I'm not very mathematical but I'm working on a 3d program and for this part I simply want to draw a line.
I know the starting vector $(x,y,z)$, the length r of the line and the bearing/angle. I want to calculate the endpoint so I can draw the line.
I had a look around and I'm using the following. Let $\theta$ be the angle in radians, and let $d$ be the distance. Then the other endpoint is $(x', y', z')$, where:
$$x' = r\cos(\theta) + x$$
$$y' = y$$ (the endpoint 'height' should be the same as the start point)
$$z' = r\sin(-\theta) + z$$
is this correct?
Thanks
Best Answer
Your formulation will work for a line drawn in a plane parallel to the x-z plane, but I'm not clear why the angle in radians for $z$ is negative, where it is positive in the formulation for $x$. With $y$ measuring height ("is held constant"), then you need to be clear about what the reference axis for your angle $\theta$.
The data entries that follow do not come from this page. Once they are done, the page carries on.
PR #794, opened 2015-10-11
cannot import name 'getargspec' in Python 3.6(-dev)

vaultah:
[`inspect.getargspec`](https://docs.python.org/3/library/inspect.html#inspect.getargspec) has been removed

> Deprecated since version 3.0: Use signature() and Signature Object, which provide a better introspecting API for callables. This function will be removed in Python 3.6.

bottle.py fails with the following error:
```
  File "<file>", line 77, in <module>
    from inspect import getargspec
ImportError: cannot import name 'getargspec'
```

### DIFF
--- a/bottle.py
+++ b/bottle.py
@@ -74,9 +74,28 @@ from types import FunctionType
 from datetime import date as datedate, datetime, timedelta
 from tempfile import TemporaryFile
 from traceback import format_exc, print_exc
-from inspect import getargspec
 from unicodedata import normalize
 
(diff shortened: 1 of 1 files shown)


defnull:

I'd suggest the following:
Given starting point $(x, y, z)$, with $r = $ length, $\theta$ = the measure of the angle (counter-clockwise rotation) with respect to the positive $x$-axis, in radians, then your endpoint $(x', y', z')$ is given by:
$$x' = r\cos\theta + x$$ $$y' = y$$ $$z' = r\sin\theta + z\;\;$$
Using graphic below, this will:
$\theta=0$: East being aligned with positive x-axis
$\theta=\frac\pi2 = 90^\circ$: South being aligned with positive z-axis
$\theta=\pi = 180^\circ$: West being aligned with negative x-axis
$\theta=\frac{3\pi}2 = 270^\circ$: North being aligned with negative z-axis
EDIT:
Using this coordinate system, with y-height, using x' and y' as formulated above, then the line with ending point $(x', y', z')$ will lie on the plane y' = y, parallel to the x-z plane (where y = 0), and if $z' = r\sin(-\theta) + z$, as you propose, it will point in the direction of the north-east quadrant (towards the quadrant with $x > 0,\; z< 0$), with $\theta$ measured with respect to the positive x-axis. On the other hand, given $x', y'$ and using $z' = r\sin\theta + z$, as I suggest, then the line directed from $(x, y, z)$ towards $(x', y', z')$ will point to the south-east quadrant, with $\theta$ measured with respect to the positive x-axis.